FAQ: Quick Prose Answers to Sticky Questions
Can I simplify without losing PBR?
Yes — but you have to be surgical about which light paths you keep. PBR isn't a single switch; it's a stack of approximations. What usually breaks first is the specular fallback when you strip the indirect-bounce buffer. I have seen teams kill their ambient occlusion pass thinking it's a frill, only to realize their rough metals turn into flat gray blobs. The trick is to keep the energy-conserving core: albedo, normal, roughness, and a single direct light source. Drop everything else — reflection probes, screen-space gloss, sub-surface scattering — and you still get 80% of the visual correctness. That sounds fine until you hit an emissive surface with no bloom; then you compensate with a cheap additive overlay. The catch is that you can't skip the linear-to-sRGB conversion at the end. Mess that up, and your materials look like they're lit by a broken neon tube. Test on three rough-metallic materials before you call it done.
Do I need a separate pipeline for editor vs. runtime?
Not initially. Most teams skip this: they build one simplified path, use it in both places, and then wonder why the editor's gizmo lines vanish. The editor needs an overlay layer for selection outlines, debug wireframes, and the occasional half-transparent handle. Runtime doesn't. The pragmatic solution is a single render loop with two modes — not two pipelines. Flip a bit in the engine's frame-request struct: runtime mode strips the editor overlay pass and flattens the camera stack. Editor mode keeps a tiny post-processing queue for those selection shaders. That's a three-hour refactor, not a three-week architecture. I have seen a startup try the full dual-pipeline approach, and their shader compilation time doubled while they got exactly zero runtime performance gain. Honestly—start with conditional stencil writes. If you later need distinct features like HDR editor preview versus SDR game output, then split.
'The difference between a broken simplification and a smart one is often just one pass that nobody wrote down.'
— overheard during a Unity render-diagnostics session
How do I test on low-end hardware without owning it?

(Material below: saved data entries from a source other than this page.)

PR #2124, opened 2026-08-18
fix(counters): handle counter storage allocation failures

### LINKED ISSUE #1969: fix(counters): counter_storage_spawn dereferences an unchecked memory_balloc result on arena exhaustion
## Motivation

In `counter_storage_spawn`'s per-pool block-allocation loop, the branch that allocates a brand-new block calls `memory_balloc` and writes through the result without checking it for NULL:

https://github.com/yanet-platform/yanet2/blob/3b8bc59994e21f7278a525d53c1f1b160825c4d1/lib/counters/counters.c#L417-L423

`refcnt` is the first field of `struct counter_storage_block`, at offset 0:

https://github.com/yanet-platform/yanet2/blob/3b8bc59994e21f7278a525d53c1f1b160825c4d1/lib/counters/counters.h#L68-L71

So an allocation failure here turns into a write to address `0x0` — a `SEGV_MAPERR` that kills the control-plane process, instead of returning a clean error.

Every sibling allocation in the same function (the `counter_storage` itself, the per-pool block array, the page, the handle array) *is* checked and produces a clean `yanet_error`. An automated scan found this to be the only unchecked `memory_balloc`/`memory_brealloc` on the control-plane config-update path.

Confirmed dynamically by a bug-hunter run with a deterministic repro: a starved `memory_context` reaches this line with a NULL return and faults with `movq $0x1,(%rax)`, `rax == 0`.

The window is narrow but structurally generated rather than coincidental: the 8-byte block-array allocation immediately preceding it splits the arena's last 16-byte block, leaving only its buddy, so the very next unchecked 16-byte request is the one that fails. Measured at roughly 0.5-2% of exhaustion trajectories per `counter_storage_spawn` call, and `config_gen_ectxs_create` calls that function from seven sites for every device, pipeline, function, chain and module x every worker, all draining the same arena.

Surfaced during investigation of a SIGSEGV observed on a production control plane, which turned out to have a different root cause; this defect was found and confirmed along the way and is not the production crash itself.

### Relationship to #1930

Mutually exclusive per call. This crash happens *before* any `goto error`, so #1930 (uninitialized `counter_value_handles` freed on the error path) is unreachable on that trajectory. On the far more common trajectory where the page allocation fails instead, control reaches `error:` and #1930 fires there. Fixing this issue alone converts every crash into a `goto error` that then runs straight into #1930, so the two should ship in one change.

## Scope

- Check the `memory_balloc` result at this call site and `goto error` on NULL, alongside #1930's fix, in the same commit.
- Consider zeroing the whole `struct counter_storage` at init as hardening, since it is `memory_balloc`'d without a `memset`.

## Acceptance

- [ ] `memory_balloc` result at the block-allocation call site is checked and a NULL return takes `goto error` instead of being dereferenced.
- [ ] Regression test: a C unit test builds a `block_allocator` over a small arena (with the counter registry kept in a separate, roomy context) and asserts `counter_storage_spawn` returns NULL rather than faulting, sweeping the starved arena size across a range in 8-byte steps — a single hand-picked size misses the second window class that appears once a pool holds more than one block.

Source: surfaced by bug-hunter dynamic confirmation during investigation of a SIGSEGV reported against a production control plane, which turned out to have a different root cause; this defect was found and confirmed along the way and is not the production crash. Related: #1930 (same function, mutually exclusive error path — ship together).

semenovad:
- Check block allocations before dereferencing them
- Initialize partially created storage for safe cleanup after OOM
- Add regression coverage for single-block and multi-block storage allocation failures

### DIFF
--- a/lib/counters/counters.c
+++ b/lib/counters/counters.c
@@ -310,26 +310,15 @@ counter_storage_new_page(struct memory_context *memory_context) {
 	return page;
 }
 
-// Initialize a counter_storage_pool to the zero-init state.
-//
-// Pool entries are allocated lazily on first counter registration, so there
-// is nothing to set up beyond zeroing the struct.
-static void
-counter_storage_pool_init(struct counter_storage_pool *self) {
-	memset(self, 0, sizeof(*self));
-}
-
 static void
 counter_storage_init(
 	struct memory_context *memory_context,
 	struct counter_storage *storage,
 	struct counter_registry *registry
 ) {
+	memset(storage, 0, sizeof(*storage));
 	SET_OFFSET_OF(&storage->memory_context, memory_context);
 	SET_OFFSET_OF(&storage->registry, registry);
-	for (uint64_t idx = 0; idx < COUNTER_POOL_SIZE; ++idx) {
-		counter_storage_pool_init(storage->pools + idx);
-	}
 }
 
 struct counter_storage *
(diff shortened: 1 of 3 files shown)


semenovad:
@codex review

GeorgyKirichenko (approved):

You throttle. Not with a profiler menu — with actual constraints. Most devs reach for GPU timers and call it done. Wrong order. First, clamp your frame budget to 16 ms and force a 60-hertz display. Then cap the draw-call count by locking the shader complexity: replace your fragment shader with a solid-color fallback and see if the remaining passes even fit. That hurts, but it reveals exactly which simplification steps you skipped. Next, emulate a low-end GPU by cutting the output resolution to 720p and disabling all texture streaming. If the frame time barely changes, your bottleneck is not the pixel count — it's the mesh depth-complexity or the overdraw. We fixed this by running a headless build on a repurposed laptop from 2018, no graphics APIs beyond DirectX 11 feature level 10_0. No cloud service needed. The outcome was a checklist of exactly four passes to drop; after that, the 30-fps floor held. One rhetorical angle to ask yourself: If I strip every post-effect, does the game still look like mine? If no, you were relying on crutches, not lighting.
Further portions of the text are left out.